Did you know that lead scoring is a fundamental part of any automation strategy? However, given that the customer journey of B2B and B2C prospects is different. You must take this into account in order to properly qualify and nurture your prospects. Find out in this article how to do it.
What is lead scoring?
Lead scoring is a technique designed to automatically qualify leads in your database. To do this, you must take into account certain parameters related to the characteristics of the ideal customer (buyer) or his behavior.
When we talk about lead scoring in digital marketing, we simply mean giving a certain value to a user’s conversion potential. This value is based on known socio-demographic data about him and his online behavior.
The more the prospect is known implicitly or explicitly, the more precise the score that can be attributed to him. The more we qualify it, the more effective the lead scoring strategy that we deploy to lead it to conversion.
Why use lead scoring?
The objective of lead scoring is, among other things, to facilitate the coordination and collaboration of marketing and sales departments. This is done at the beginning of the lead management process through the classification of acquired leads. This is mostly done later through clear rules that determine when a lead is mature enough to be sold and what priority the sales department should give it.
These rules and standards are bundled into a lead scoring model that can be implemented primarily in B2B marketing, but also in B2C marketing and sales. This model makes it possible to decide whether a sales activity is transferred to the sales department, i.e. whether it moves to lead processing, or whether it continues to evolve towards lead nurturing.
What does lead scoring have to do with marketing automation?
The principle is simple. Once a certain number of leads have been marked, it becomes virtually impossible to qualify and manage them one by one. However, it remains essential to segment them correctly. Thus, resources and time can only be invested in leads with the best conversion opportunities.
Although the type of scoring used may be more general or specific depending on the buying process, you can generally distinguish three main types of leads: » hot » (or ready to buy), » lukewarm (in the decision-making process) and » cold (who fit the profile, but have not yet started the purchase process).
For example, the information you should send to a « hot » contact is not the same as the information you should send to a « lukewarm » contact.

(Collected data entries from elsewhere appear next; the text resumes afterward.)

PR #3236, opened 2018-03-08
issue #31879 Don't block group deletion if the group has privs

ChristopherCotnoir:


ChristopherCotnoir:
Associated with xtuple/qt-client#1878.

PR #3237, opened 2018-03-08
issue #31967 Renamed function so as not to imply it does not modify the database

ChristopherCotnoir:


ChristopherCotnoir:
Associated with xtuple/qt-client#1881.

PR #3243, opened 2018-03-15
Issue #32550 - Move ccbank_ccard_type check to fundstype_code fkey.

bendiy:
Move the hard coded `ccbank_ccbank_ccard_type_check` check constraint `CHECK (ccbank_ccard_type IN ('A', 'D', 'M', 'P', 'V', 'O'))` to a `fundstype_code` foreign key.


foundation-database/public/patches/populate_fundstype.sql
```diff
@@ -187,3 +187,22 @@ SELECT
...
+SELECT
+  'P',
+  'Paypal',
+  'Payment by Paypal',
+  FALSE,
+  FALSE,
+  FALSE
+WHERE NOT EXISTS (
+  SELECT 1 FROM fundstype WHERE fundstype_code = 'P'
+);
```
bendiy: I don't know if we really need to include `P` for PayPal here. It's for a stub in the creditcardprocessor.cpp that hasn't been finished.

PR #3245, opened 2018-03-16
issue #32496, issue #17968 - preserve underlying code value

gilmoskowitz:


gilmoskowitz:
This change is unnecessary and might break reports.

PR #3249, opened 2018-03-21
issue #32135 Fix incorrect query

ChristopherCotnoir:


ChristopherCotnoir:
Associated with xtuple/qt-client#1896.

A « hot » contact came directly to your site to quote a product or service. A « lukewarm » contact came from a web search and subscribed to your newsletter.
How do I assign qualifications to a lead?

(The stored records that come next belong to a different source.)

PR #3253, opened 2018-03-22
 Issue #27306 - credit card preflight checks

bendiy:
Add a ccard.sql file to include set a `ccard_ccard_type_fkey` to `ccbank_ccard_type`.

Add a database function canProcessPaymentGatewayTransaction() that checks if all of the accounting is setup for a customer and payment method source. If not, it raises an excaption explaining what's not seutp.

Add newer company_unassigned_accnt_id column to 440_schema and populate it in demo_data.


foundation-database/public/functions/canProcessPaymentGatewayTransaction.sql
```diff
@@ -0,0 +1,219 @@
...
+  END IF;
+  IF (NOT _custCardAccnt.glaccnt_same_company) THEN
+    RAISE EXCEPTION 'G/L Accounts are not for the same Company. [xtuple: canProcessPaymentGatewayTransaction, -17]';
+  END IF;
+  IF (NOT _custCardAccnt.discrep_accnt_is_valid) THEN
+    RAISE EXCEPTION 'G/L Series Discrepancy Account is not setup. [xtuple: canProcessPaymentGatewayTransaction, -18]';
+  END IF;
+  IF (NOT _custCardAccnt.unassigned_accnt_is_valid) THEN
+    RAISE EXCEPTION 'Unassigned G/L Account is not setup. [xtuple: canProcessPaymentGatewayTransaction, -19]';
+  END IF;
```
gilmoskowitz: The specificity here is good. It would be nice (not required but nice) if only one exception were raised that listed all of the problems encountered. I don't know how to do that and still be able to translate the messages, though. It's worth some thought.

foundation-database/public/functions/canProcessPaymentGatewayTransaction.sql
```diff
@@ -0,0 +1,219 @@
...
+      RAISE EXCEPTION 'Tax Code "%" does not have a G/L Account assigned. [xtuple: canProcessPaymentGatewayTransaction, -20]',
+                      _taxCodeAccnt.tax_code;
+    END IF;
+    IF (NOT _taxCodeAccnt.tax_glaccnt_is_liability) THEN
+      RAISE EXCEPTION 'Tax Code "%" G/L Account "%" is not a Liability account. [xtuple: canProcessPaymentGatewayTransaction, -21]',
+                      _taxCodeAccnt.tax_code, _taxCodeAccnt.accnt_descrip;
+    END IF;
+    IF (NOT _taxCodeAccnt.tax_glaccnt_is_active) THEN
+      RAISE EXCEPTION 'Tax Code "%" G/L Account "%" is not Active. [xtuple: canProcessPaymentGatewayTransaction, -22]',
+                      _taxCodeAccnt.tax_code, _taxCodeAccnt.accnt_descrip;
```
gilmoskowitz: Here and above -- these calls to `raise exception` don't pass their parameters in a way that can be used by a translation. To do so, write them this way:
```
RAISE EXCEPTION 'Tax Code "%" G/L Account "%" is not Active. [xtuple: canProcessPaymentGatewayTransaction, -22, %, %]',
                _taxCodeAccnt.tax_code, _taxCodeAccnt.accnt_descrip,
                _taxCodeAccnt.tax_code, _taxCodeAccnt.accnt_descrip;
```

foundation-database/public/functions/canProcessPaymentGatewayTransaction.sql
```diff
@@ -0,0 +1,219 @@
...
+  pCurrId integer
+) RETURNS boolean AS
+$BODY$
+-- Copyright (c) 1999-2018 by OpenMFG LLC, d/b/a xTuple.
+-- See www.xtuple.com/CPAL for the full text of the software license.
+DECLARE
+  _currentAccntPeriod RECORD;
+  _custCardAccnt RECORD;
+  _exchangeRate NUMERIC;
+  _isMmltiCurrency BOOLEAN := false;
```
gilmoskowitz: typo - `m` should be `u`, but see comment below - this variable isn't necessary.

foundation-database/public/functions/canProcessPaymentGatewayTransaction.sql
```diff
@@ -0,0 +1,219 @@
...
+
+  IF (_currentAccntPeriod.period_freeze) THEN
+    RAISE EXCEPTION 'Cannot post to a frozen Accounting Period for "%". [xtuple: canProcessPaymentGatewayTransaction, -25]',
+                    CURRENT_DATE;
+  END IF;
+
+  IF (_isMmltiCurrency) THEN
+    -- Will throw an error if the exchange rate is not setup.
+    _exchangeRate := currRate(pCurrId, baseCurrID(), CURRENT_DATE);
+  END IF;
```
gilmoskowitz: There should be an exchange rate set to 1 from `startOfTime()` to `endOfTime()` for the base currency. Therefore, the multicurrency check above and the conditional here aren't necessary. Simply
```
PERFORM currRate(pCurrId, baseCurrId(), CURRENT_DATE);
```

foundation-database/public/functions/canProcessPaymentGatewayTransaction.sql
```diff
@@ -0,0 +1,219 @@
...
+
+  IF (_custCardAccnt IS NULL) THEN
+    RAISE EXCEPTION 'Invaid Customer or Payment Method. [xtuple: canProcessPaymentGatewayTransaction, -1]';
+  END IF;
+  IF (NOT _custCardAccnt.card_has_ccbank) THEN
+    RAISE EXCEPTION 'Payment Method Bank Account is not mapped for ccard_type "%". [xtuple: canProcessPaymentGatewayTransaction, -2]',
+                    _custCardAccnt.ccard_type;
+  END IF;
+  IF (NOT _custCardAccnt.ccbank_has_bankaccnt) THEN
+    RAISE EXCEPTION 'Payment Method Bank Account is not setup for ccard_type "%". [xtuple: canProcessPaymentGatewayTransaction, -3]',
```
gilmoskowitz: typo - `setup` should be `set up` (noun vs. verb)

foundation-database/public/functions/canProcessPaymentGatewayTransaction.sql
```diff
@@ -0,0 +1,219 @@
...
+  IF (NOT _custCardAccnt.bankaccnt_glaccnt_is_asset) THEN
+    RAISE EXCEPTION 'Payment Method Bank Account "%" G/L Account "%" is not an Asset account. [xtuple: canProcessPaymentGatewayTransaction, -6]',
+                    _custCardAccnt.bankaccnt_name, _custCardAccnt.bankaccnt_accnt_descrip;
+  END IF;
+  IF (NOT _custCardAccnt.bankaccnt_glaccnt_is_active) THEN
+    RAISE EXCEPTION 'Payment Method Bank Account "%" G/L Account "%" is not Active. [xtuple: canProcessPaymentGatewayTransaction, -7]',
+                    _custCardAccnt.bankaccnt_name, _custCardAccnt.bankaccnt_accnt_descrip;
+  END IF;
+  IF (NOT _custCardAccnt.cust_has_ar_glaccnt) THEN
+    RAISE EXCEPTION 'Customer "%" does not have a A/R G/L Account assigned. [xtuple: canProcessPaymentGatewayTransaction, -8]',
```
gilmoskowitz: typo - `a A/R` should be `an A/R`

foundation-database/public/functions/canProcessPaymentGatewayTransaction.sql
```diff
@@ -0,0 +1,219 @@
...
+    RAISE EXCEPTION 'Customer "%" Deferred Revenue Account "%" is not a Liability account. [xtuple: canProcessPaymentGatewayTransaction, -15]',
+                    _custCardAccnt.cust_number, _custCardAccnt.deferred_accnt_descrip;
+  END IF;
+  IF (NOT _custCardAccnt.deferred_glaccnt_is_active) THEN
+    RAISE EXCEPTION 'Customer "%" Deferred Revenue Account "%" is not Active. [xtuple: canProcessPaymentGatewayTransaction, -16]',
+                    _custCardAccnt.cust_number, _custCardAccnt.deferred_accnt_descrip;
+  END IF;
+  IF (NOT _custCardAccnt.glaccnt_same_company) THEN
+    RAISE EXCEPTION 'G/L Accounts are not for the same Company. [xtuple: canProcessPaymentGatewayTransaction, -17]';
+  END IF;
```
gilmoskowitz: - Is there an explicit check somewhere in the CC processing for the company segments of the two G/L accounts matching? If so then this check is fine.
- It would be helpful for the message to say which accounts don't match, as `accnt` is joined with 6 times.

scripts/lib/build_all.js
```diff
@@ -8,7 +8,9 @@ var _ = require('underscore'),
   buildDictionary = require("./build_dictionary"),
   buildClient = require("./build_client").buildClient,
   defaultExtensions = require("./util/default_extensions").extensions,
-  initDatabase = require("./util/init_database").initDatabase,
+  init_database = require("./util/init_database"),
```
gilmoskowitz: We're trying to get rid of build_app, not enhance its capabilities. The one small update could be much more concisely handled with less risk of breakage by modifying demo_data.sql. That would eliminate 4 files and 51 lines worth of change here plus https://github.com/xtuple/private-extensions/pull/999

bendiy: `demo_data.sql` is applied to a 440 schema, which does not have the column I need to populate.
I can modify the 440 schema by adding the missing column in `demo_data.sql` if you would prefer.

gilmoskowitz: Please add the column at the end of 440_schema with a comment about why it's here. That'll keep the reference database builds in sync. We're trying to get rid of `440_schema.sql` and build the quickstart db from the empty db and demo from quickstart, so this will be short-lived and still a much smaller set of changes.

foundation-database/public/functions/canProcessPaymentGatewayTransaction.sql
bendiy: The `for the same Company` check is to avoid getting this error:
https://github.com/xtuple/xtuple/blob/4_11_x/foundation-database/public/functions/postglseries.sql#L49-L70

foundation-database/public/functions/canProcessPaymentGatewayTransaction.sql
bendiy: This could return an array or map of the errors, but the `storedProcErrorLookup` or `ErrorReporter::getQueryStoredProcErrorMsg()` would then need to understand how to deconstruct that list.

Another possible solution would be to return one error message that contains all the checks with some kind of `OK` and `FAILURE` prefix. e.g.

```
...
OK - Customer "%" does not have a Prepaid G/L Account assigned. [xtuple: canProcessPaymentGatewayTransaction, -11]
OK - Customer "%" Prepaid Account "%" is not a Revenue account. [xtuple: canProcessPaymentGatewayTransaction, -12]
FAILURE - Customer "%" Prepaid Account "%" is not Active. [xtuple: canProcessPaymentGatewayTransaction, -13]
OK - Customer "%" does not have a Deferred Revenue G/L Account assigned. [xtuple: canProcessPaymentGatewayTransaction, -14]
...
```

That could end up being a long message that doesn't fit on a narrow screen, so you can't click 'OK'.

If I refactor this into smaller functions that can be called elsewhere, those single errors will be triggered instead of a list.

I initially considered throwing only one error. In most of these cases, I expect users will only encounter these error the first few times they use the system. Then once configured correctly, only see the occasional `Customer "%" does not have a A/R G/L Account assigned.` message for new customers that were not completely setup.

foundation-database/public/functions/canProcessPaymentGatewayTransaction.sql
```diff
@@ -0,0 +1,219 @@
...
+                    _custCardAccnt.bankaccnt_name;
+  END IF;
+  IF (NOT _custCardAccnt.bankaccnt_has_glaccnt) THEN
+    RAISE EXCEPTION 'Payment Method Bank Account "%" does not have a G/L Account assigned. [xtuple: canProcessPaymentGatewayTransaction, -5]',
+                    _custCardAccnt.bankaccnt_name;
+  END IF;
+  IF (NOT _custCardAccnt.bankaccnt_glaccnt_is_asset) THEN
+    RAISE EXCEPTION 'Payment Method Bank Account "%" G/L Account "%" is not an Asset account. [xtuple: canProcessPaymentGatewayTransaction, -6]',
+                    _custCardAccnt.bankaccnt_name, _custCardAccnt.bankaccnt_accnt_descrip;
+  END IF;
```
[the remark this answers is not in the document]
bendiy: The list I'm working off of is the list @ChristopherCotnoir created on the incident. The account `active` and `type` checks are added to satisfy the `Make sure XYZ is a valid account`. For the account `type`, I the desktop client UI enforces that when setting most of these accounts.

https://github.com/xtuple/qt-client/blob/4_11_x/guiclient/arAccountAssignment.cpp#L39-L43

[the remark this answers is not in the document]
gilmoskowitz: The governing principle needs to be, "Will skipping this check now allow storing the credit card transaction to fail?" If the answer is "No, the credit card transaction will still be saved to the database without errors," then the check does not belong here.

foundation-database/public/functions/canProcessPaymentGatewayTransaction.sql
```diff
@@ -0,0 +1,219 @@
...
+                    _custCardAccnt.ccard_type;
+  END IF;
+  IF (NOT _custCardAccnt.ccbank_has_bankaccnt) THEN
+    RAISE EXCEPTION 'Payment Method Bank Account is not setup for ccard_type "%". [xtuple: canProcessPaymentGatewayTransaction, -3]',
+                    _custCardAccnt.ccard_type;
+  END IF;
+  IF (NOT _custCardAccnt.bankaccnt_is_revenue) THEN
+    RAISE EXCEPTION 'Payment Method Bank Account "%" is not used for accounts receivable. [xtuple: canProcessPaymentGatewayTransaction, -4]',
+                    _custCardAccnt.bankaccnt_name;
+  END IF;
```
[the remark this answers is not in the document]
bendiy: This is a desktop client UI enforced restriction by using `XComboBox::ARBankAccounts`:
https://github.com/xtuple/qt-client/blob/4_11_x/guiclient/configureCC.ui#L293

The check is for `Make sure the default bank account associated with the credit card type is a valid account`.

I can remove these non-stored procedure checks if you would like. The chance that users run into them is low since the UI prevents the failure mode from being selected during setup.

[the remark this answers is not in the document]
bendiy: Saw your latest comment. I'll remove them.

foundation-database/public/functions/canProcessPaymentGatewayTransaction.sql
```diff
@@ -0,0 +1,184 @@
...
+    bankaccnt_name,
+    ccbank_ccard_type IS NOT NULL AS card_has_ccbank,
+    bankaccnt_id IS NOT NULL AS ccbank_has_bankaccnt,
+    bankaccnt_accnt_id IS NOT NULL AS bankaccnt_has_glaccnt,
+    accntIsValid(bankaccnt_accnt_id) AS bankaccnt_glaccnt_is_valid,
+    findARAccount(cust_id) > 0 AS cust_has_ar_glaccnt,
+    accntIsValid(findARAccount(cust_id)) AS ar_glaccnt_is_valid,
+    findPrepaidAccount(cust_id) > 0 AS cust_has_prepaid_glaccnt,
+    accntIsValid(findPrepaidAccount(cust_id)) AS prepaid_glaccnt_is_valid,
+    dfindDeferredAccount(cust_id) > 0 AS cust_has_deferred_glaccnt,
```
gilmoskowitz: There's a bug here - extra `d` - that's causing CI to fail for xtuple/payment-gateways#23.

bendiy: Merged a fix:
https://github.com/xtuple/xtuple/pull/3256
Rerunning CI on https://github.com/xtuple/payment-gateways/pull/23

The score you assign to a lead will depend on what you know about them. In this sense, if you have an automation tool that allows you to get as much information as possible, you already have a considerable advantage.

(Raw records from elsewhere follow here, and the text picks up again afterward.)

PR #3255, opened 2018-03-23
issue #32629 Give locks the same state_change as the parent so that nesting happen…

ChristopherCotnoir:
…s properly


foundation-database/public/tables/metasql/processes-detail.mql
```diff
@@ -31,7 +31,8 @@ SELECT CASE WHEN lock_id IS NOT NULL THEN lock_id ELSE pid END AS id, type,
                                   THEN <? value("disabled") ?>
                                   END
                                   ELSE NULL END AS state,
-       CASE WHEN type=0 THEN state_change ELSE NULL END AS state_change,
+       state_change,
+       CASE WHEN type=0 THEN state_change ELSE NULL END AS state_change_qtdisplayrole,
```
gilmoskowitz: This will [always show the `state_change`](https://github.com/xtuple/qt-client/blob/master/widgets/xtreewidget.cpp#L549).

PR #48, opened 2025-08-11
Add some xngin-specific names to the Sentry denylists.

dctaf:
This removes some Evidential-specific names from Sentry error reports.


qixotic (approved):
Thanks! 
BTW, our tq cli also uses sentry. Wouldn't hurt to apply the same settings to it as well for consistency right (although maybe database_url at best might show up from there)?

PR #51, opened 2025-08-14
fix assignment bug when the participant_id column uses big integers

qixotic:
## Description

Stochatreat’s internals adds fake rows of data as a step, which introduces nulls to the unique id column. If it is of certain dtypes, pandas will upcast it to a float, losing precision and cause us to mismatch/drop treatment assignments.

Fix is a workaround that pre-casts the column type to object directly, avoiding the loss of precision.

## How has this been tested?

Unittests added to first verify failures before fix, then passing after.

## Checklist

Fill with `x` for completed.

- [* ] I have updated the automated tests

### DIFF
--- a/src/xngin/stats/assignment.py
+++ b/src/xngin/stats/assignment.py
@@ -10,6 +10,7 @@ from xngin.stats.balance import (
     preprocess_for_balance_and_stratification,
     restore_original_numeric_columns,
 )
+from xngin.stats.stats_errors import StatsError
 
 STOCHATREAT_STRATUM_ID_NAME = "stratum_id"
 STOCHATREAT_TREAT_NAME = "treat"
@@ -72,6 +73,9 @@ def assign_treatment_and_check_balance(
     # didn't originally recognize when creating the dataframe. This might have arisen from nullable
     # numeric columns in the underlying database being converted to object types.
     orig_data_to_stratify = df[[id_col, *orig_stratum_cols]].infer_objects()
+    # Protect against inadvertent precision loss from stochatreat silently upcasting your index.
+    orig_data_to_stratify[id_col] = orig_data_to_stratify[id_col].astype("object")
+
     df_cleaned, exclude_cols_set, numeric_notnull_set = (
         preprocess_for_balance_and_stratification(
             data=orig_data_to_stratify,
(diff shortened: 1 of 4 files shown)


src/xngin/stats/assignment.py
```diff
@@ -72,6 +73,9 @@ def assign_treatment_and_check_balance(
     # didn't originally recognize when creating the dataframe. This might have arisen from nullable
     # numeric columns in the underlying database being converted to object types.
     orig_data_to_stratify = df[[id_col, *orig_stratum_cols]].infer_objects()
+    # Protect against inadvertent precision loss from stochatreat silently upcasting your index.
+    orig_data_to_stratify[id_col] = orig_data_to_stratify[id_col].astype("object")
```
poornimaramesh, line 77: Wouldn't it be better to cast the ID column to "string" instead of "object"?
This way we're explicitly typesetting the column and preventing the rounding errors (unless we're using "object" to handle nulls also?)

src/xngin/stats/assignment.py
```diff
@@ -105,10 +109,16 @@ def assign_treatment_and_check_balance(
...
     )
+
     df_cleaned = df_cleaned.merge(treatment_status, on=id_col)
     stratum_ids = df_cleaned[STOCHATREAT_STRATUM_ID_NAME]
     treatment_ids = df_cleaned[STOCHATREAT_TREAT_NAME]
 
+    if len(df) != len(treatment_ids):
+        raise StatsError(
+            f"Expected {len(df)} assignments but only have {len(df_cleaned)}"
+        )
```
poornimaramesh, line 120: given the error message, should we not be checking if len(df) != len(df_cleaned)?

src/xngin/stats/assignment.py
qixotic: Object should preserve the bit representation; we don't want to inadvertently mutate anything. (Theoretically, one could use a float even as the participant_id if you knew it was unique in your case, and those might not have an exact string representation.) 

This is also an internal transform to a temp df for stochatreat to use. (I want to push this fix into that lib one day as well where it ideally should be.)

src/xngin/stats/assignment.py
qixotic: Sure that would be less confusing. :)

src/xngin/stats/test_assignment.py
```diff
@@ -287,3 +287,22 @@ def test_simple_random_assignment_with_different_seeds(sample_df):
...
+    sample_df.loc[2, "id"] = 103241243500726324
+    result = assign_treatment_and_check_balance(
+        df=sample_df,
+        stratum_cols=["gender", "region"],
+        id_col="id",
+        n_arms=2,
+        random_state=42,
+    )
+
+    assert len(result.treatment_ids) == len(sample_df)
```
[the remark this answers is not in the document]
qixotic: Added a better description, thanks.

This particular test can't verify the set of final ids are the same, since that association isn't returned. (We could certainly have echoed `df_cleaned[id_col]` back though in the AssignmentResult struct though; not necessary but may have made debugging easier, and something to do if yet another bug arises!)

Two types of information are used to qualify a lead: socio-demographic data related to the customer’s profile (age, gender, purchasing power, lifestyle, etc.) and data related to their search behavior. For example, some of the behavioral criteria for qualifying leads are:
- Visit of the site (which pages?);
- Frequency of visits;
- Target channel (social networks? organic search? PPC advertising?);
- Type of content you are looking for (TOFU, MOFU, BOFU);
- Registration on the site;
- Downloading content;
- Subscription to the newsletter;
- Request for information;
- Interaction with a chatbot or virtual assistant;
- Opening emails;
- Adding products to the cart;
In general, in marketing automation, lead scoring sequences are triggered by criteria that relate to both the user’s profile and the user’s behavior.
What are the differences in behavior between a B2B lead and a B2C lead?
There are several differences that you need to consider when marketing automation for B2B and B2C. However, the most important when it comes to lead scoring are:
B2B: How much do you NEED? vs. B2C: How many do you WANT?
Normally, a B2B lead only converts when they have all the technical information about the product or service. He then made a detailed comparison of virtually all available options. It is therefore normal that the purchase process is much longer and that its evolution is oriented towards:
- Product logic;
- Return on investment;
- Your knowledge of the value proposition.
On the other hand, although a B2C lead also makes comparisons before making a purchase, the emotional factor plays a much bigger role. The latter tends to decrease or « cool » over time. It is therefore essential to make the most of it as soon as it manifests itself and try to speed up the buying process as much as possible.
Different contact forms for B2B and B2C
Often, user information that is completely relevant to a B2C sale has no relevance in a B2B context, and vice versa. The first thing to avoid is to ask for information that is not absolutely necessary. Indeed, the more information you have to provide on a form, the less likely you are to complete the application.
You need to be very clear about the minimum you need to progress towards your lead in the sales funnel and focus on it. Consider that it all depends on the relationship between your product and your customers. However, generally speaking, in the case of B2B, the best strategy is to collect data in order to offer a customized solution based on objective needs. In the B2C sector, it is a customized solution based on subjective tastes.
When does the sales manager come into action?
In B2B companies, sales managers normally jump into action when the automation process gives them « lukewarm » leads. That is, they already have a considerable amount of interest and information about the product or service. However, they still need this definitive argument of confidence or a very personalized added value to make the decision.
In most B2C transactions, it is desirable that most of the process be automated. The sales manager should only be present with « hot » or ready-to-buy leads. In fact, in many sectors it is usual that the process is already completely automatic, without the intervention of a commercial agent. This is the case, for example, with e-commerce or streaming services.